Beiträge von WorkingDogs

    Ich trainiere das erfolgreich in der Praxis. Man baut das mit Motivation und Strafe auf wenn es denn zuverlässig klappen soll, der Hund soll ja nicht nur leichter warten, sondern auch zuverlässig.

    Kannst du da deinen konkreten Aufbau beschreiben? Das würde mich total interessieren

    Der Hund kennt ein Nein aus dem Alltag, das können die früh weil ich wenig umlenke sondern Möbel ankauen und so verbiete. Und dann liegt am Ende der Fährte ein döschen Nassfutter, wir machen die Übung hinlegen zum anzeigen, will der Hund an die Dose gibt’s halt nen verbot, macht er es korrekt freue ich mich und öffne die Dose, Hund muss warten und darf dann auf Freigabe fressen.
    Das ist viel lernen im Prozess und gar nicht so „Aufbau“. Der Einstieg ist im Grunde: Verbot von vorgreifen und Fehlverhalten, Anzeigeverhalten an verpackter Dose üben und das dann festigen und trainieren und die Schwierigkeit erhöhen. Immer wenn der Hund vorgreifen will verbietet man das halt. Der Rest ist ganz normales Training über Motivation. Ich hab später dann zum Beispiel ein großes Stück Pansen am Ende der Fährte und das muss angezeigt werden und erst auf Freigabe darf gefressen werden. Es geht ja nicht darum den Hund zu zwingen anzuzeigen, das machen die doch easy gerne. Lediglich darum die unerwünschten „Ideen“ zu verbieten und dem Hund einen klaren Rahmen zu geben.


    Ich übe das halt nicht trocken, sondern direkt im Kontext. Würde ich das unterwegs wollen (was ich nicht tue) würde ich die Döschen mit zum gassi nehmen und in dem Kontext üben und halt nicht im Wohnzimmer und erst beim gassi wenn der Hund das im Wohnzimmer kann. Ich arbeite auch nie reizarm, ich finde das kontraproduktiv.

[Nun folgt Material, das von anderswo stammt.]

PR #86180, opened 2026-08-14
fix(model-switch): distinct-named custom providers stay reachable in the picker and keep their own extra_body

sfrmattos:
Closes #86179

## Summary

Two related bugs, found while tracking down why a second `providers:` entry pointing at the same endpoint (used to toggle vLLM's `chat_template_kwargs.enable_thinking` for a hybrid-thinking model) was practically unusable:

**1. Picker: distinctly-named `providers:` entries silently collapsed into one row**

`list_authenticated_providers()` groups same-endpoint `providers:` entries into one picker row so a provider with several models doesn't produce N near-duplicate rows (the "Palantir Claude 4.6/4.7 Opus" → "Palantir Claude" case, from #36998). Section 3 (`providers:`) grouped purely on connection identity (api_url, credential, api_mode, headers) — never on name — while section 4 (`custom_providers:`) already grouped on a version-stripped name prefix too. That asymmetry meant two `providers:` entries at the same endpoint with deliberately different names (e.g. "vLLM" / "vLLM No-Think") collapsed into a single row, and the second entry's `extra_body` became unreachable from the picker even though it resolved correctly via `--provider <name>` or a direct config edit.

Fix: promote the existing (cosmetic-only) version-suffix-stripping heuristic into section 3's grouping *key*, mirroring section 4. Two entries whose names share no separator/version pattern now stay distinct rows; entries whose names differ only by an embedded version number (the Palantir case) still fold into one row with multiple models. `extra_body`/`extra_headers` remain additional identity signals for the rarer case of identical names with different configs.

**2. Runtime: `extra_body` could apply to the wrong provider, or stop applying after a live switch**

Independent of the picker, `_merge_custom_provider_extra_body()` (agent/agent_init.py) matched a named custom provider's `extra_body` using `agent.provider`, which is always the bare canonical `"custom"` for every `providers:`/`custom_providers:` entry — it carries no per-entry identity. With two entries sharing (base_url, model), the matcher fell through to "first entry with a non-empty extra_body" and could silently apply the WRONG entry's extra_body regardless of which one was actually selected.

[...]

PR #98504, opened 2026-08-30
fix(model-switch): pick /model's extra_body by target model, not just name

nftpoetrist:
## Summary

`hermes_cli/model_switch.py`'s `switch_model()` — the pure function behind every `/model` surface (gateway, CLI, Telegram) — resolves the switched-to custom provider's `request_overrides` via:

```python
_cp_for_ro = _get_named_custom_provider(target_provider)
if _cp_for_ro:
    request_overrides = _custom_provider_request_overrides(_cp_for_ro) or None
```

`_get_named_custom_provider()` matches a `providers:`/`custom_providers:` entry by **name alone** and returns the **first** match. Two entries can legitimately share a name/`provider_key` while targeting different models with different `extra_body` — e.g. a local vLLM endpoint with two `custom_providers:` rows under the same name, one per model, each toggling `chat_template_kwargs.enable_thinking` differently. A `/model` switch to the second entry's model silently carried the **first** entry's `extra_body`.

This is the same bug class `agent_init._merge_custom_provider_extra_body` and `agent_runtime_helpers._apply_switched_provider_request_overrides` (added by `b10b27e6f9`) already guard against, via the shared `_custom_provider_extra_body_for_agent` matcher (provider identity + `base_url` + **model**) — its own docstring: *"Matching by name alone would let a different model selected at the same named endpoint inherit an extra_body configured for another model."* `hermes_cli/model_switch.py`'s own resolution never got the same treatment.

## Fix

`_get_named_custom_provider` is still used to resolve the entry's identity (it accepts bare aliases the strict matcher doesn't). The actual `extra_body` is now looked up via `_custom_provider_extra_body_for_agent`, scoped to that identity, the already-resolved `base_url`, and the model being switched to — reusing the established matcher instead of inventing a new one.

## Test plan

- [x] New regression test `test_switch_model_extra_body_matches_target_model_not_first_same_name_entry`: two `custom_providers` entries share a name/base_url with different `model`/`extra_body`; switching to the second entry's model must return that entry's `extra_body`, not the first's.
- [x] Mutation-verify: reverted `hermes_cli/model_switch.py` only, confirmed the new test fails (returns the first entry's `extra_body` instead of the target model's), restored and confirmed it passes.
- [x] `tests/hermes_cli/test_model_switch_custom_providers.py`, `tests/gateway/test_model_command_request_overrides.py`, `tests/hermes_cli/test_custom_provider_model_switch.py`, `tests/hermes_cli/test_user_providers_model_switch.py`, `tests/hermes_cli/test_model_switch_configured_provider_routing.py`: 99 passed.
- [x] `tests/hermes_cli/ -k "model_switch or custom_provider"`: 206 passed, 1 pre-existing unrelated skip.
- [x] `tests/gateway/ -k request_overrides` (excluding modules that fail to collect on this machine for an unrelated missing `aiohttp` dependency): 13 passed, 3 skipped.

## Competitor check

- **#98277** (merged today, ~5 hours before this branch) added `request_overrides` handling to this exact function as part of a larger salvage, but kept the name-only `_get_named_custom_provider` lookup — confirmed by reading current `main` directly and by mutation-verifying against it: the bug is present on `main` as of this PR's base commit, after `#98277` landed.
- **#86180** (open, last updated 2026-08-16 — predates `b10b27e6f9`, which added `agent_runtime_helpers._apply_switched_provider_request_overrides`) touches a different layer entirely: `list_authenticated_providers()`'s picker row-grouping (so two same-endpoint entries stay selectable as distinct rows) and `agent_init`'s build-time matcher. Its `hermes_cli/model_switch.py` hunk is exclusively the picker-grouping helpers (`_extra_body_identity`, `_group_display_prefix`) — verified via `gh pr diff` — it does not touch the `switch_model()` `request_overrides` block this PR changes.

    Da hätte ich glaube ich Angst dass der Hund dann doch mal nen Giftköder anzeigt, nich warten kann und dann frisst weil er ja weiss das er es eh kriegt

    Ging mir erst auch so, aber ich verstehe die Argumentation dahinter. Wenn der Hund etwas sehr reizvolles findet, ist es für ihn leichter, auf die Belohnung zu warten, in der Erwartung, dass er auf das Gefundene hinterher nicht verzichten muss.
    Wenn mans über Vermeidung aufbaut, muss man ja auch die Sorge haben, dass es in dem Moment doch zu verlockend ist, um nicht eben schnell hinzulangen.

    Ich trainiere das erfolgreich in der Praxis. Man baut das mit Motivation und Strafe auf wenn es denn zuverlässig klappen soll, der Hund soll ja nicht nur leichter warten, sondern auch zuverlässig.

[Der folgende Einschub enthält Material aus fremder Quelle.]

PR #98506, opened 2026-08-30
fix(memory): thread gateway user identity into OpenViking turn payloads

### LINKED ISSUE #98498: OpenViking memory provider drops the gateway user identity that Hermes threads into initialize()
### What happens

The OpenViking memory provider is the only memory plugin that discards the gateway user identity Hermes threads into `initialize()`. On a multi-user instance, preferences extracted from an unnamed message are all attributed to a single configured user, and the attribution is permanent.

### Where

`agent/agent_init.py` explicitly threads the identity, with a comment saying why:

```python
# Thread gateway user identity for per-user memory scoping
if agent._user_id:
    _init_kwargs["user_id"] = agent._user_id
if agent._user_name:
    _init_kwargs["user_name"] = agent._user_name
```

The other three memory providers consume it:

```
plugins/memory/hindsight/__init__.py:1628   self._user_id  = str(kwargs.get("user_id") or "").strip()
plugins/memory/honcho/__init__.py:513       runtime_user_peer_name=kwargs.get("user_id") or None
plugins/memory/mem0/__init__.py:356         self._user_id = configured or kwargs.get("user_id") or _DEFAULT_USER_ID
```

`plugins/memory/openviking/__init__.py` does not. In `initialize()` it takes the user from config only:

```python
self._user = settings["user"]   # resolved from config / OPENVIKING_USER
```

`kwargs["user_id"]`, `kwargs["user_id_alt"]` and `kwargs["user_name"]` are never read anywhere in the file.

### Why it matters

OpenViking's `preferences` schema writes to `{{ user }}/{{ topic }}.md`, and that `user` field is produced by the extraction model, not by the runtime. The model has nothing to go on: in the payload the plugin sends, only assistant messages carry an identity.

```python
def payload_message(role, parts):
    payload = {"role": role, "parts": parts}
    if role == "assistant" and assistant_peer_id:
        payload["peer_id"] = assistant_peer_id     # user messages carry nothing
    return payload
```

So the model infers the owner from the text. When someone states a preference without naming themselves — the common case — it falls back to the single configured OpenViking user. On a one-person instance this is invisible. On a shared instance (we run agencies with several agents on one Hermes), every unnamed preference lands under the same person. `preferences.user` has `merge_op: immutable`, so a wrong owner is permanent for that card.

### The server already supports the right mechanism

This is what makes it look like an oversight rather than a design choice. OpenViking resolves memory ownership from the **user-role** messages of the transcript:

```python
# openviking/session/memory/memory_isolation_handler.py
def _message_target_id(self, msg):
    if not self._is_peer_owner_message(msg):   # requires role == "user"
        return None
    peer_id = safe_peer_id(getattr(msg, "peer_id", None))
    ...

@staticmethod
def _is_peer_owner_message(msg):
    return getattr(msg, "role", None) == "user"
```

Because the plugin only ever sets `peer_id` on assistant messages, this path can never fire.

### Suggested fix

Attach the runtime speaker to user messages, the way the agent peer is already attached to assistant messages:

```python
self._user_id   = str(kwargs.get("user_id") or "").strip()
self._user_name = str(kwargs.get("user_name") or "").strip()
...
if role == "user" and self._user_id:
    payload["peer_id"] = safe_peer_id(self._user_id)
```

Keeping `X-OpenViking-User` as the tenant is important: it is the shared data space, and swapping it per speaker would silo `entities` per person, which is not wanted. Only the per-message owner needs to become runtime-derived.

### Environment

Hermes with `memory.provider: openviking`, OpenViking server v0.4.16, multi-user gateway instance.

### Workaround

Setting `peer_enabled: false` on the `preferences` schema keeps everything in one shared space, which avoids wrong-owner cards but gives up per-person scoping entirely.

liuhao1024:
## What does this PR do?

The OpenViking memory provider was the only memory plugin that discarded the gateway user identity Hermes threads into `initialize()` (`user_id`). Because the plugin only ever set `peer_id` on assistant messages, the server's ownership resolution — which keys off `role == "user"` messages — could never fire, and every preference extracted from an unnamed message was permanently attributed to the single configured tenant user on multi-user instances.

This PR threads the runtime identity through both payload construction paths:

- `initialize()` now reads `kwargs["user_id"]` (same pattern as the hindsight/mem0 providers) and stores it as `self._user_id`.
- `_messages_to_openviking_batch()` accepts a `user_peer_id` argument and attaches it to user-role messages, mirroring how `assistant_peer_id` is already attached to assistant messages.
- `_turn_batch_payload()` (the text fallback path used when the structured batch sync fails) does the same, so both paths behave identically.

The configured `X-OpenViking-User` tenant is deliberately untouched: it stays the shared data space (entities remain shared); only per-message ownership becomes runtime-derived, exactly as the issue suggests. When no gateway identity is present (single-user instances), payloads are byte-identical to before.

Note on `safe_peer_id`: the issue's suggested fix calls it, but that helper lives in the OpenViking server package, which this plugin does not import (it is a pure HTTP client). The plugin's existing convention for peer ids is `str(...).strip()` (see the `assistant_peer_id` handling), and the server re-normalizes incoming peer ids through its own `safe_peer_id` in `_message_target_id`, so stripping client-side is equivalent and dependency-free.

## Related Issue

Fixes #98498

## Type of Change

## Changes Made

- `plugins/memory/openviking/__init__.py`: initialize `_user_id` in `__init__`; read `kwargs["user_id"]` in `initialize()`; accept `user_peer_id` in `_messages_to_openviking_batch()` and attach it to user-role messages in the `payload_message` closure; attach `peer_id` to the user message in `_turn_batch_payload()`; pass `user_peer_id` from `sync_turn()`.
- `tests/plugins/memory/test_openviking_provider.py`: 5 new tests — initialize threading, both payload paths with identity, and both paths without identity (backward-compat anchor).

## How to Test

1. Run `pytest tests/plugins/memory/test_openviking_provider.py -q` — Observed result: 68 passed.
2. Run `pytest tests/plugins/memory/ tests/openviking_plugin/ -q` — Observed result: 399 passed, 3 skipped; the only failures are 6 pre-existing `test_hindsight_provider.py` failures that reproduce identically on unmodified upstream/main (verified by stashing this change and re-running).
3. Negative anchor: stashing only the plugin change makes the 3 new positive tests fail while the 2 backward-compat tests keep passing, confirming the tests pin the fix.

### Code

- [x] My commit messages follow [Conventional Commits](https://www.conventionalcommits.org/) (`fix(memory):`)
- [x] I've run `pytest tests/ -q` and all tests pass (full openviking + memory-plugin suites green; the 6 hindsight failures are pre-existing on main and unrelated to this change)
- [x] I've tested on my platform: macOS 15.2 (arm64)

- [x] I've updated relevant documentation (README, `docs/`, docstrings) — or N/A (inline comments document the tenant vs. runtime-identity distinction)
- [x] I've considered cross-platform impact (Windows, macOS) per the [compatibility guide](https://github.com/NousResearch/hermes-agent/blob/main/CONTRIBUTING.md#cross-platform-compatibility) — or N/A (pure payload construction, no OS-specific behavior)

## For New Skills

N/A

### DIFF
--- a/plugins/memory/openviking/__init__.py
+++ b/plugins/memory/openviking/__init__.py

    Wie kann man denn bei einem strafbasierten Training sicher sein dass der Hund zb auf Distanz nicht doch macht was er nicht soll? Oder du schriebst weiter vorne das der Hund gewisse Sachen nicht machen soll, auch wenn er auser Sicht ist. Auch bei strafbasiertem Training kann es doch mal zu Situationen kommen in denen der Reiz vlt verlockender ist?

    Hier trainiert niemand strafbasiert, sondern mit allen Lernbereichen wozu auch Strafe zählt. Es wird nur nicht versucht den Einsatz von Strafe zu vermeiden, wenn dadurch eine Verbesserung der Zuverlässigkeit gegeben ist. Die höchste Zuverlässigkeit hast du immer mit der Kombination von Strafe und Motivation.

    zitronengelb Der Hund ist knapp 15 Monate.

    Das Ding ist, ich möchte keinen zurückhaltenden und weichen Hund haben. Ich habe gerne freche und fröhliche Hunde, die laut sind, die grobmotorisch sind, die nicht nachdenken sondern machen, die sich vor nichts fürchten, keine Unsicherheiten haben, gerne kooperieren, viel Drive haben. Für mich ist es kein Versagen dass der Junge Hunde in dem Moment übermütig war. Und für den Hund ist es kein Drama, dass ich ein Verbot ausgesprochen habe.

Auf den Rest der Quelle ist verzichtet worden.